While reading the news Monday, I learned of the scheduled departure of six of Moqtada al-Sadr's men from their posts as ministers in Iraq's government. My initial reaction was positive; in my admittedly naive analysis, there's not much downside to sectarian theocrats vacating ministerial posts which Prime Minister al-Maliki, if he is wise, will fill with relatively independent technocrats.
Imagine my surprise, then, to see Juan Cole on PBS's NewsHour that evening, arguing that such a move would be undesirable because ministries are "sources of patronage" and "ways of rewarding allies". The implication seemed to be that any move toward professional, rather than confessional, government in Iraq would be a net negative and would threaten the stability of the parliament. The sentiment seems to have some currency in the lefty blogosphere.
Of course parliamentary government is a tricky and often unpredictable thing, even in countries which aren't in the throes of violent tribal and religious conflicts. But is there really no advantage whatsoever to the departure from a putative unity government of six highly-placed men who are blindly loyal to the leader of an armed and violent religious faction? As limited as my knowledge of Iraqi politics is, I find that difficult to believe.
As a die-hard secular liberal, I can't imagine that I'd greet the departure from our goverment of any of Pat Robertson's creatures with anything other than relief and a desire to see more of the same. If you think, as I do, that the use of religion as an instrument of state power (or vice versa) is corrosive both to religion and to the fabric of liberal democratic society, then you have to think it no matter what country we're talking about, and whether or not you believe the obvious truth that George Bush's Iraq policy is an almost complete failure.
Mr. Cole's reading of this event suggests of a kind of moral blindness; it's almost as if, having objected to the invasion of Iraq, he averts his eyes from the possibility of real progress there while a single pair of American boots remains on its soil. The best that can be said about this is that perhaps it's an attempt at consistency. But in the face of religious extremists, death squads, and violent Baathists nostalgic for the days of minority rule and state terror, it's a
foolish consistency -- and we know what Emerson had to say about that.
The emerging consensus between left and right in this country on Iraq --
namely that, having ignited a civil war there, we should leave and let the combatants slug it out -- suggests a more problematic lack of vision. We on the left seem to think that reversing the disastrous decision to enter the country as we did will automatically reverse the disaster that has ensued; and many on the right seem to think that, those ungrateful Iraqis having squandered our good will and not instantly shaped themselves into a stable Jeffersonian democracy, we should wash our hands of the whole affair. (You can almost hear the peevish subtext in the conservative blogosphere: We threw a perfectly good war, and these people ruined it.)
In the debate on whether or not to invade Iraq, I came down against it; I thought that, even assuming you agreed with the stated reasons for going to war, there were simply more effective methods than war for addressing them.
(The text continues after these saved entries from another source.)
PR #659, opened 2022-03-16
changing class, better checking for proper structure. Check the description for more details.

GaryRidgway:
Check the title for more details.


cory-skeers (approved):
Tested these changes locally, and they work like a charm! Think this will be good collision-proofing for possible future changes in core/contrib modules, too.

But it seems obvious to me that irrespective of how we got into Iraq, there are objectives worth fighting for in that country now -- objectives which ought to be shared by anyone who truly believes in liberal democracy -- and there is at least an argument to be made for not ceding the ground to theocrats and death squads. That argument can and should transcend every well-deserved criticism -- and there are many -- of the Bush administration's policies and decisionmaking, if only because the people who live in Iraq and have chosen to stay will be there long after the Bush administration is a bad memory.
It's simply not good enough to look at the disaster that has been Bush's foreign policy and think "we're better than this"; if we really are, then we must be up to the task of trying to repair at least some of the damage. This will be painful and difficult, and it will cost more lives. Averting our eyes will be much less painful and difficult, and it will also cost more lives. The engineered calamity that is Iraq makes any small victory more precious, not less so; and the absence of any good options there doesn't absolve us of the responsibility to think seriously about what should happen next.